Anyway, this referee can corroborate that Lyme borreliosis-mimicking symptoms present a neglected yet sporadically encountered diagnostic problem even beyond Australia in LB-endemic areas - e.g. rarely developing in patients positively bitten by insects, not ticks - which hasn't so far been satisfactorily answered, and advocates therefore for publication of this matter as a contribution to filling that gap.


Minor issues:

P1,L4: full stop in U.S.A. (USA ?)

P1,L33 : like a name of any other infection ending in '-osis', "borreliosis" is commonly typeset in lower case letters - check it throughout the manuscript, pls

P7, L286: delete "or dependent", pls. ('dependence' implies causality which no statistical test can prove..)

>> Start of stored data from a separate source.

PR #2194, opened 2022-05-09
Add missing exports for ifcopenshell-python when we build shared libs.

aschvalberg:
when building IfcParse and IfcGeom as shared libs, some exports are missing in Serializers and libsvgfill libraries (also built as shared libs), and we cannot build ifcopenshell-python.

See also the other PR from sgvfill subrepo https://github.com/IfcOpenShell/svgfill/pull/1 which need to be merged first so I can change the hash of the subrepo here.

### DIFF
--- a/src/ifcwrap/IfcPython.i
+++ b/src/ifcwrap/IfcPython.i
@@ -72,6 +72,8 @@
 	}
 }
 
+%include "../serializers/serializers_api.h"
+
 // Include headers for the typemaps to function. This set of includes,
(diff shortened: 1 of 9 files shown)


aschvalberg:
The svgfill subrepo has been updated to the merged branch of https://github.com/IfcOpenShell/svgfill/pull/1 
This PR can be merged is everything else is OK.

aothms:
Looks great to me. Thanks again for your efforts.

PR #2197, opened 2022-05-11
[IfcConvert] Added IfcRelConnectsElements to xml export

christt105:


src/serializers/schema_dependent/XmlSerializer.cpp
```diff
@@ -665,6 +665,24 @@ void MAKE_TYPE_NAME(XmlSerializer)::finalize() {
...
+	IfcSchema::IfcRelConnectsElements::list::ptr pconnections = file->instances_by_type<IfcSchema::IfcRelConnectsElements>();
+	for (IfcSchema::IfcRelConnectsElements::list::it it = pconnections->begin(); it != pconnections->end(); ++it) {
+		IfcSchema::IfcRelConnectsElements* connection = *it;
+
+		ptree* nconnection = format_entity_instance(connection, connections);
+
+		ptree nrelatedElement;
+		ptree nrelatingElement;
+
+		nrelatedElement.put("<xmlattr>.id",    connection->RelatedElement()->GlobalId());
```
aothms, line 678: Did you consider using `format_entity_instance(..., as_link=true)` instead?

That would probably mean:

`<RelConnects><Related><IfcWall href=""></Related></RelConnects>`

instead of

`<RelConnects><Related type="IfcWall" id="..."></RelConnects>`

The first is more consistent maybe with the rest of the code base.

aothms: Or another option is to treat the relationship similar to how we handle links to property sets. So not a separate root `connections`, but rather provide the links within the definitions of the elements. That would be a bit harder to realize though in case of RealizingElements

christt105: Ok, didn't know about the ```as_link``` parameter. For now, I will go for the first option.

Moult:
It looks as though the change was made, so maybe this can be merged?

aothms:
I agree, sorry for the delay

Issue #2212, opened 2022-05-24
BCFv3 "get_comments" error


AToradaIBIM:
There's an error when you try to get the comments of a topic using the BCF util V3.

The error that is throwing is "KeyError: Topics"  and this is because in the line 649 is trying to parse the element "Topics" instead of "Topic".
Based on the XSD there's no "Topics" element so this must be a missclick.

Here's the code:

```
def get_comments(self, guid):
        comments = {}
        data = self._read_xml(os.path.join(guid, "markup.bcf"), "markup.xsd")
        if "Comments" not in data["Topics"]:
            return comments
```

It's located on [this file](https://github.com/IfcOpenShell/IfcOpenShell/blob/v0.7.0/src/bcf/src/bcf/v3/bcfxml.py).

aothms:
Not an active user of this part of the codebase, but I think you are correct. Can you send in a Pull Request (you can just use the edit button in the github web interface for that these days).

Moult:
Thanks so much! Indeed a typo.

PR #2215, opened 2022-05-25
Fix BCFv3 "get_comments" error #2212

AToradaIBIM:
**Fix for Issue** #2212 

The method get_comments wasn't working as expected because on line 649, it was trying to access the element "Topics" instead of "Topic", based on the XSD "Topics" doesn't exist, this fix is supposed to solve that by changing this missclick.


aothms:
Many thanks!

PR #2223, opened 2022-06-02
Update README travis badge URL

EstebanDugueperoux2:
Update README travis badge URL since travis-ci.org indicates to use travis-ci.com now.
One question, on github repo the default branch is v0.7.0 while on travis the default is v0.6.0.
Is it a divergence?


aothms:
Yes, we kind of stopped using Travis more or less after they changed their pricing policy for open source projects. We now primarily use Github actions https://github.com/IfcOpenShell/IfcOpenShell/tree/v0.7.0/.github/workflows Not sure if they also have badges or anything.

PR #2234, opened 2022-06-10
catch missing instances one by one. do not throw away whole relation.

otsoa:
F.e. a IfcRelContainedInSpatialStructure where one of the elements in a storey is missing we can still keep the rest


Moult:
This seems pretty benign. Ping @aothms ?

PR #2235, opened 2022-06-10
convert boundingbox geometry

otsoa:
At least IfcSpaces can have only a bounding box as their geometry


Moult:
I vaguely remember implementing bounding box conversions... is this PR still needed? Ping @aothms

PR #2236, opened 2022-06-10
Topic/ignore contexts setting

otsoa:
This can be useful when we want to get all the geometry out of files where the context information is invalid / missing.
This can also be used if we need need f.e. bounding box geometry for spaces which might not be under 'model' representation context.


Moult:
Ping @aothms

theoryshaw:
Hi @otsoa 

PR #2241, opened 2022-06-20
Add more subdirs for blenderbim build trigger

Krande:
Added more subdirectories to the github actions workflow to trigger builds whenever a change occurs in relevant directories.

@Moult : If you can take a look at the directories I've added and see if there are any other directories we should monitor for changes in order to trigger new blenderbim builds?


Moult:
This looks great! Thanks!

PR #2250, opened 2022-06-29
Search for ifc class when assigning ifc data to an object

Gorgious56:
This has a simple goal : Allowing searching for ifc class when assigning ifc data to an object. Here's a preview :

Animation

It adds a button on the right of the ifc class enum field. I am slightly annoyed by the fact the fields are not perfectly aligned and I will look for a way to fix it. In the meantime I consider this functional.

If there are less than 10 entries, they will be displayed individually, otherwise it wil display a regular, filtered enum field.

If wish Enum Props would implement builtin fuzzy search but AFAIK they don't so I think this is a good compromise.


Moult:
Would it be possible for the search to also search for the predefined types? Since sometimes the object is listed in the predefined type. e.g. if you search for "BASIN".

Issue #280, opened 2017-10-24
update viewer app to pyqt5


thorade:
The latest Anaconda comes with pyqt5 by default,
and to my understanding pythonocc prefers pyqt5 over pyqt4.

It is not possible to install pyqt4 and pyqt5 in parallel, one has to use virtual environments.

The viewer app currently uses pyqt4, and it would be awesome if it could be updated to pyqt5.
https://github.com/IfcOpenShell/IfcOpenShell/blob/master/src/ifcopenshell-python/ifcopenshell/geom/app.py
I do not know how easy or difficult that would be...

aothms:
I agree. @jf--- has also brought this up in the past.

>  I do not know how easy or difficult that would be...

I can't imagine it to be too hard. But it will be a while until I will find the time. If you want to take the lead on this I can pitch in where needed.

thorade:
Would it have to support pyqt4 and pyqt5, or is it ok to supprt pyqt5 ONLY?

aothms:
> is it ok to supprt pyqt5 ONLY

I'd be fine with that. There's limited resources in a project like this so effort needs to be spent wisely.

http://blog.qt.io/blog/2014/11/27/qt-4-8-x-support-to-be-extended-for-another-year/

thorade:
Here is a list of changes from pyqt4 to pyqt5:
http://pyqt.sourceforge.net/Docs/PyQt5/pyqt4_differences.html

Out of that list, I so far found two changes that are relevant:
 - QtGui has been split into QtGui and QtWidgets
    http://pyqt.sourceforge.net/Docs/PyQt5/pyqt4_differences.html#qtgui-module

P15,L650+4: "CV" should read "CV%" as defined on p.6,l.256

P16-23: the list of references seems to be overly extensive (ca. one third of the article's space is occupied by references!) - approaching some state-of-the-art reviews - the authors may consider its thinning ..

P17,L694: check the author or indicate as "Anonymous", pls

P18,L723: lowercase the names of authors, pls.

P19,L750: ditto

Suppl. Tab.2: Pls., insert spaces or thicken the vertical lines separating the POS/NEG/R2 triplets of columns to be easily distinguished on both pages; the bottom CV% in the first column is just a fill and could be omitted..

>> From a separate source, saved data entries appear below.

PR #3615, opened 2023-08-20
Fix boolean clipping

maxfb87:
I tried to fix the problem created after commit https://github.com/IfcOpenShell/IfcOpenShell/commit/d26a2580ea5a165c0e26b9f2290a0644edcb30b8 and also i made two tool tests.
Not sure btw if the fix is correct...

### DIFF
--- a/src/blenderbim/blenderbim/tool/model.py
+++ b/src/blenderbim/blenderbim/tool/model.py
@@ -489,10 +489,8 @@ class Model(blenderbim.core.tool.Model):
         items = list(body.Items)
         while items:
             item = items.pop()
-            if item.is_a() == "IfcBooleanResult":
+            if item.is_a() == "IfcBooleanResult" or item.is_a() == "IfcBooleanClippingResult":
                 booleans.append(item)
-                items.append(item.FirstOperand)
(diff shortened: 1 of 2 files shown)


Moult:
This is quite a terrible explanation, and we really need a better solution:

BBIM sees two types of booleans. Automatic booleans (e.g. you connect two walls together, and so an automatic boolean clipping is added, or you join wall to roof and the roof clips the wall). And manual boolens (e.g. you manually create a shape or clipping plane and apply that boolean (could be difference, intersection, etc).

The idea is that lets say you extend a wall. You want the automatic boolean to be updated (or removed) based on how you extend that wall. However, the manually added (explicit) booleans should remain.

Right now, we (very badly) assume that if it's an IfcBooleanClippingResult, it's automatic / parametric, and if it's just an IfcBooleanResult, it's manual / explicit. This allows us to isolate the automatic ones and update them, and preserve the manual ones.

This is not a long term solution. Especially because clipping results restrict us to clipping planes. There may be an alternative solution in storing explicit booleans in a pset (ID based, also terrible), or ifc constraints / ifc reference abuse, or something else entirely. We definitely should track this as a bug so it doesn't grow too nasty and bite us later.

PR #3638, opened 2023-08-25
Give each accessor its own buffer view to increase the memory and rendering efficiency of glb files

chetan-set:
Currently, generated glb files in IfcOpenShell will have two buffer views regardless of how many accessors there are.  Creating a buffer view for each accessor makes the rendering and memory effeciency better by allowing the renderer to load and unload vertices, indices and textures as needed. This commit creates a parity between accessors and buffer views.


src/serializers/GltfSerializer.cpp
```diff
@@ -121,17 +121,28 @@ const uint32_t component_type<int>::value = CT_UNSIGNED_INT;
...
 
-	accessor["bufferView"] = N == 1 ? 0 : 1;
-	accessor["byteOffset"] = (size_t)ofs.tellp();
+	accessor["bufferView"] = bufferViewId;
+	accessor["byteOffset"] = 0;
 	accessor["componentType"] = component_type<typename It::value_type>::value;
 	accessor["count"] = num;
 
+	if (N == 1) {
+		j["bufferViews"].push_back({ {"buffer", 0}, {"byteOffset", (size_t)ofs.tellp()}, { "byteLength", num *  4}, {"target", 34963} });
```
aothms, line 138: Could you create a C++ constants for the glTF spec values you use https://registry.khronos.org/glTF/specs/2.0/glTF-2.0.html#_bufferview_target

Like we have here https://github.com/IfcOpenShell/IfcOpenShell/blob/v0.7.0/src/serializers/GltfSerializer.cpp#L32

src/serializers/GltfSerializer.cpp
```diff
@@ -121,17 +121,28 @@ const uint32_t component_type<int>::value = CT_UNSIGNED_INT;
...
+	}
+	else {
```
aothms, line 140:
```suggestion
	} else {
```

We don't have a proper C++ style guide yet. But this is more inline.

src/serializers/GltfSerializer.cpp
```diff
@@ -325,8 +336,12 @@ void GltfSerializer::finalize() {
 	json scene_0;
 	scene_0["nodes"] = node_array_;
 	json_["scenes"].push_back(scene_0);
-	json_["bufferViews"].push_back({ {"buffer", 0}, { "byteLength", indices_length } });
-	json_["bufferViews"].push_back({ {"buffer", 0}, {"byteStride", 12}, { "byteOffset", indices_length },  { "byteLength", binary_length - indices_length } });
+
+	for (auto &n : json_["bufferViews"]) {
+		if (n.contains("byteStride"))
+			n["byteOffset"] = (int)n["byteOffset"] + indices_length;
+	}
```
aothms, line 343:
```suggestion
		if (n.contains("byteStride")) {
			n["byteOffset"] = (int)n["byteOffset"] + indices_length;
		}
	}
```

We don't have a proper C++ style guide yet. But this is more inline.

src/serializers/GltfSerializer.cpp
```diff
@@ -325,8 +336,12 @@ void GltfSerializer::finalize() {
 	json scene_0;
 	scene_0["nodes"] = node_array_;
 	json_["scenes"].push_back(scene_0);
-	json_["bufferViews"].push_back({ {"buffer", 0}, { "byteLength", indices_length } });
-	json_["bufferViews"].push_back({ {"buffer", 0}, {"byteStride", 12}, { "byteOffset", indices_length },  { "byteLength", binary_length - indices_length } });
+
+	for (auto &n : json_["bufferViews"]) {
```
aothms, line 340: Could you add a comment to why this is necessary for the next reader. When the accessors are first written you don't know the size of the indices yet I guess...

src/serializers/GltfSerializer.cpp
```diff
@@ -121,17 +121,28 @@ const uint32_t component_type<int>::value = CT_UNSIGNED_INT;
 template <>
 const uint32_t component_type<float>::value = CT_FLOAT;
 
+static int bufferViewId = 0;
```
aothms, line 124: For this we need to find another solution though. It's possible in Python to have multiple gltf serializers open at once. They can't use the same static counter. It seems every call to write_accessor() is going to increment bufferViewid with 1 so I would recommend moving the counter to a local variable at the callsite of write_accessor and passing it as a function parameter (didn't check if possible, but something like that).

aothms (changes requested):

aothms:
Thanks @chetan-set I trust you on the usefulness of this. See review remarks.

src/serializers/GltfSerializer.cpp
chetan-set: ok

src/serializers/GltfSerializer.cpp
chetan-set: ok

src/serializers/GltfSerializer.cpp
chetan-set: ok

src/serializers/GltfSerializer.cpp
chetan-set: ok

src/serializers/GltfSerializer.cpp
chetan-set: ok sure. I have changed bufferViewId into a member variable and I now send it as a parameter to write_accessor.

chetan-set:
Thank you for your feedback @aothms. I have addressed your comments and updated my pull request.

aothms:
Awesome, thanks for taking the time @chetan-set really appreciated :)

PR #3699, opened 2023-09-03
Fix compiler warnings

dirkolbrich:
fix for the following compiler warnings using llvm clang 16.0.2:
```shell
/IfcOpenShell/src/ifcgeom/../ifcgeom_schema_agnostic/../ifcgeom_schema_agnostic/IfcGeomRepresentation.h:162:7: warning: field 'styles_' will be initialized after field '_item_ids' [-Wreorder-ctor]
                                , styles_(styles)
                                  ^~~~~~~~~~~~~~~
                                  _item_ids(item_ids)
```

```shell
/IfcOpenShell/src/ifcgeom/../ifcgeom_schema_agnostic/../ifcparse/IfcFile.h:275:31: warning: 'const' type qualifier on return type has no effect [-Wignored-qualifiers]
        const IfcParse::declaration* const ifcroot_type() const { return ifcroot_type_; }
                                     ^~~~~~
```

```shell
/IfcOpenShell/src/ifcgeom/IfcGeom.cpp:1087:7: warning: variable 'edge_count' set but not used [-Wunused-but-set-variable]
                int edge_count = 0;
```

### DIFF
--- a/src/ifcgeom/IfcGeom.cpp
+++ b/src/ifcgeom/IfcGeom.cpp
@@ -1084,11 +1084,9 @@ bool IfcGeom::Kernel::convert_layerset(const IfcSchema::IfcProduct* product, std
 
 		TopExp_Explorer exp(axis_shape, TopAbs_EDGE);
 		TopoDS_Edge axis_edge;
-		int edge_count = 0;
 
 		if (exp.More()) {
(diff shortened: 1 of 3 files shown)


aothms:
Thanks!

PR #3708, opened 2023-09-04
cmake: reorder build options

dirkolbrich:
- reorder build option into logical groups
- set conditions for minimal build in one place

### DIFF
--- a/cmake/CMakeLists.txt
+++ b/cmake/CMakeLists.txt
@@ -36,35 +36,50 @@ endif()
 set(EXTRA_VERSION "-alpha.3")
 
 option(MINIMAL_BUILD "The build is to make a minimal version of IFC converter from OCCT into IFC." OFF)
-option(COLLADA_SUPPORT "Build IfcConvert with COLLADA support (requires OpenCOLLADA)." ON)
-option(IFCXML_SUPPORT "Build IfcParse with ifcXML support (requires libxml2)." ON)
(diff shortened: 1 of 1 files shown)


cmake/CMakeLists.txt
```diff
@@ -36,35 +36,50 @@ endif()
...
-option(WASM_BUILD OFF)
+option(USERSPACE_PYTHON_PREFIX "Installs IfcPython for the current user only instead of system-wide." OFF)
+option(ADD_COMMIT_SHA "Add commit sha and branch in version number, warning results in many rebuilds, requires git" OFF)
 
-if(${BUILD_CONVERT})
-    option(GLTF_SUPPORT "Build IfcConvert with glTF support (requires json.hpp)." OFF)
-    option(USD_SUPPORT "Build IfcConvert with USD support (requires pixar's USD library)." OFF)
+if(MINIMAL_BUILD)
+    message(STATUS "Setting options for minimal build")
+    set(BUILD_CONVERT OFF)
```
aothms, line 69: I think MINIMAL_BUILD did not exclude building IfcConvert.

aothms (changes requested):

cmake/CMakeLists.txt
dirkolbrich: Yes, you are right. It check that BUILD_CONVERT was set if GLTF_SUPPORT was set in line 173. Will delete this line.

Suppl. Tabs 8 and 9: Pls., in order to make it explicit and avoid confusion of the reader, explain in the header what the "Agreement?" classification means, and either delete the two void rows (N/As) or (better?) append one to make the Tabs consistent..  

 

Comments on the Quality of English Language

this referee isn't a native English speaker

Author Response

Reviewer 1 comment 1

P1,L4: full stop in U.S.A. (USA ?)

Author response 1

Corrected to USA in line 257.

 

Reviewer 1 comment 2

P1,L33 : like a name of any other infection ending in '-osis', "borreliosis" is commonly typeset in lower case letters - check it throughout the manuscript, pls

Author response 2

Lyme borreliosis has been applied throughout the manuscript.

 

Reviewer 1 comment 3

P7, L286: delete "or dependent", pls. ('dependence' implies causality which no statistical test can prove..)

Author response 3

Removed “or dependent” when describing the use of Fisher’s exact test throughout the manuscript.

 

Reviewer 1 comment 4

P15,L650+4: "CV" should read "CV%" as defined on p.6,l.256

Author response 4

Corrected in the abbreviations section and throughout the manuscript.

 

Reviewer 1 comment 5

P16-23: the list of references seems to be overly extensive (ca. one third of the article's space is occupied by references!) - approaching some state-of-the-art reviews - the authors may consider its thinning

Author response 5

We appreciate the comment; however, given the emerging nature of this field, we believe it is important to retain the current references to ensure statements are well supported. Many cited works are Australian tick-borne disease studies that are underrepresented in the literature, and their inclusion helps provide necessary context for our findings.

 

Reviewer 1 comment 6

P17,L694: check the author or indicate as "Anonymous", pls

Author response 6

Author in reference 25 corrected.

 

Reviewer 1 comment 7

P18,L723: lowercase the names of authors, pls.

Author response 7

Reference 30 corrected.

 

Reviewer 1 comment 8

P19,L750: ditto

Author response 8

Reference 41 corrected.

 

Reviewer 1 comment 9

Suppl. Tab.2: Pls., insert spaces or thicken the vertical lines separating the POS/NEG/R2 triplets of columns to be easily distinguished on both pages; the bottom CV% in the first column is just a fill and could be omitted

Author response 9

Dashed vertical lines have been added in Table S2 to separate POS/NEG/R2.

 

Reviewer 1 comment 10

Suppl. Tabs 8 and 9: Pls., in order to make it explicit and avoid confusion of the reader, explain in the header what the "Agreement?" classification means, and either delete the two void rows (N/As) or (better?) append one to make the Tabs consistent.

Author response 10

Agreement has been explained in Table S8 and S9 headers.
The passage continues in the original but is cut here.